Despite the positive outlook, the report warns of a widening fiscal deficit and current account imbalance, driven by increased imports linked to LNG and mining projects. Key risks identified by the AfDB include climate shocks, political instability, the armed conflict in Cabo Delgado, and global trade tensions. However, the institution believes that stronger economic governance and investment in climate resilience could help mitigate some of these challenges.
Schneider Electric Highlights Mozambique in Africa’s LNG Market
In the energy sector, Mozambique also gained international attention. Multinational Schneider Electric identified the country as one of Africa’s leading players in the LNG market, as the continent strengthens its role in global energy supply.

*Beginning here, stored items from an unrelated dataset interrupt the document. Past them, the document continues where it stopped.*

PR #1559, opened 2026-07-05
feat(gc): compact partially-dead blocks (#1487)

### LINKED ISSUE #1487: Blocks-only storage: GC compaction of partially-dead blocks
Follow-up to the blocks-only storage redesign (#1414); design: `.planning/2026-06-30-blocks-only-storage-design.md`.

v1 GC is delete-only: a block is deleted once its block-record `liveChunkCount` hits 0. As files churn, blocks accumulate dead chunks and waste remote space until fully dead.

**Goal:** reclaim partially-dead blocks by rewriting live chunks into a fresh block, rewriting their locators, and deleting the old block, once dead-space crosses a threshold.

**Stretch:** do the rewrite server-side via S3 `UploadPartCopy` over the live byte-ranges of old blocks (no client bandwidth / round-trip).

Watch for races with in-flight reads/uploads and the refcount cascade.

marmos91:
Closes #1487

## What

Delete-only block GC frees a block only when its **last** live chunk dies, so a block that keeps a few live chunks but has shed many dead ones pins the dead bytes on the remote forever. This adds `engine.CompactBlocks`: an optional final phase of each per-remote GC sweep that repacks a mostly-dead block's live chunks into a fresh block, rewrites their locators, and deletes the old block.

## How it stays correct

- **No second live-set scan, no schema change.** Compaction runs under the same per-remote GC lock, immediately *after* the sweep — by which point the sweep has cleared the synced marker of every past-grace dead chunk. So a chunk resident in a block is "still live here" iff its synced locator still points at that block. This reuses the sweep's own keep/delete decision, so compaction never reclaims a chunk the sweep would have spared.
- **Byte-based candidacy:** `sum(live locator WireLength) / block.Length < gc.compaction_live_ratio` (new knob; `0` disables, default off). Computed from the block record + locators alone — no per-block download to decide.
- **Repack:** download once, verify whole-block BLAKE3 against the record, copy the live chunks' wire bodies verbatim into a new block (per-chunk encryption already lives in the body), `PutBlock`, then `DefaultCommitBlock` (atomic record + last-wins locator rewrite), then delete old object + record.
- **Crash safety = the carver's / migration's.** Every crash window lands on an existing reconcile class: crash after `PutBlock` before commit → orphan object (class 3); crash after commit before delete → leaked record (class 2). A re-run converges — the moved chunks' locators no longer point at the old block, so compaction finds nothing to move and just deletes the husk.
- **sqlite `MaxOpenConns(1)`-safe:** collect-then-query throughout (drain `EnumerateSynced`/`WalkBlockRecords` before any `GetLocator`/commit). Guarded by a nested-query test.

## Concurrency

Wired into both `runBlockGCSweep` and `runBlockGCForShare`, inside the existing `remoteGCLock(configID)` closure — no new lock scope. Compaction can't race a concurrent sweep's `DecrLiveChunkCount`/`DeleteBlock` on the same remote.

## Tests

`pkg/block/engine/compaction_test.go`: partially-dead block compacted (live chunk survives byte-identical, dead space reclaimed, old block object+record gone, idempotent second pass); healthy block skipped; disabled/nil-remote no-op; collect-then-query nested-query guard. Block-store conformance + metadata storetest still pass.

Docs: `architecture.md` GC section + `configuration.md` knob.

### DIFF
--- a/cmd/dfs/commands/start.go
+++ b/cmd/dfs/commands/start.go
@@ -225,8 +225,9 @@ func runStart(cmd *cobra.Command, args []string) error {
 	// the validated gc.* config in pkg/config/config.go is silently dropped
 	// and the engine falls back to hardcoded defaults.
 	rt.SetGCDefaults(&runtime.GCDefaults{
-		GracePeriod:      cfg.GC.GracePeriod,
-		DryRunSampleSize: cfg.GC.DryRunSampleSize,
+		GracePeriod:         cfg.GC.GracePeriod,
+		DryRunSampleSize:    cfg.GC.DryRunSampleSize,
+		CompactionLiveRatio: cfg.GC.CompactionLiveRatio,
 	})
 
 	// Thread the operator-configured lock-manager grace period into the
--- a/docs/guide/configuration.md
+++ b/docs/guide/configuration.md
@@ -487,6 +487,14 @@ gc:
                               # the snapshot.
   dry_run_sample_size: 1000   # Maximum candidate keys reported in
                               # --dry-run mode. Default 1000.
+  compaction_live_ratio: 0    # Reclaim dead bytes from partially-dead
+                              # blocks. After each sweep, a block whose
+                              # live bytes / object size is below this
+                              # ratio is repacked (live chunks only) and
+                              # the old block deleted. Must be in [0, 1];
+                              # 0 (default) disables compaction. A value
+                              # like 0.5 compacts a block once it is more
+                              # than half dead.
   auto_enabled: true          # Run background GC automatically so you
                               # don't have to invoke the CLI. Default
                               # true. Set false to require manual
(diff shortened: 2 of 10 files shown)


marmos91:
## Copilot review comments — resolved

**1. `compaction.go` — candidate filter requires `lb > 0` (skips blocks with no live locators):** working as intended, not a gap. Compaction only relocates *live* chunks out of a *partially*-dead block — a block with zero live locators has nothing to relocate. Those are owned by the reclaim path, not compaction: per `reclaim.go`, "a record with no live locator is terminally dead whatever its count" and `ReclaimRecords` deletes it (class-1 zero-ref if count==0, class-2 leaked/#1525 if stale count>0). A husk left by a failed compaction-delete is exactly that case — its locators were already rebased to the new block, so it has no live locator and the next reclaim sweep frees it. No leak.

**2. `blockgc.go` — on `CompactBlocks` error, logs "aborted" then could still log "complete":** real bug, fixed in `c9a03713` — added `return` after the abort warn so an errored run no longer double-logs or folds partial totals.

According to the company, the period between 2026 and 2028 is expected to mark a new phase of global LNG expansion, driven by rising energy demand in Europe and Asia and the need to diversify supply sources. Schneider Electric’s analysis places Mozambique alongside Nigeria and Angola among the African countries leading sector growth. The company highlights that Mozambique holds some of Africa’s largest natural gas reserves, mainly located in the Rovuma Basin in Cabo Delgado.
The multinational also argues that the future of the industry will increasingly depend on operators’ ability to integrate digital solutions, smart systems, and operational analytics platforms capable of improving efficiency, safety, and cost control. At the same time, the country’s digital financial sector has experienced unprecedented growth.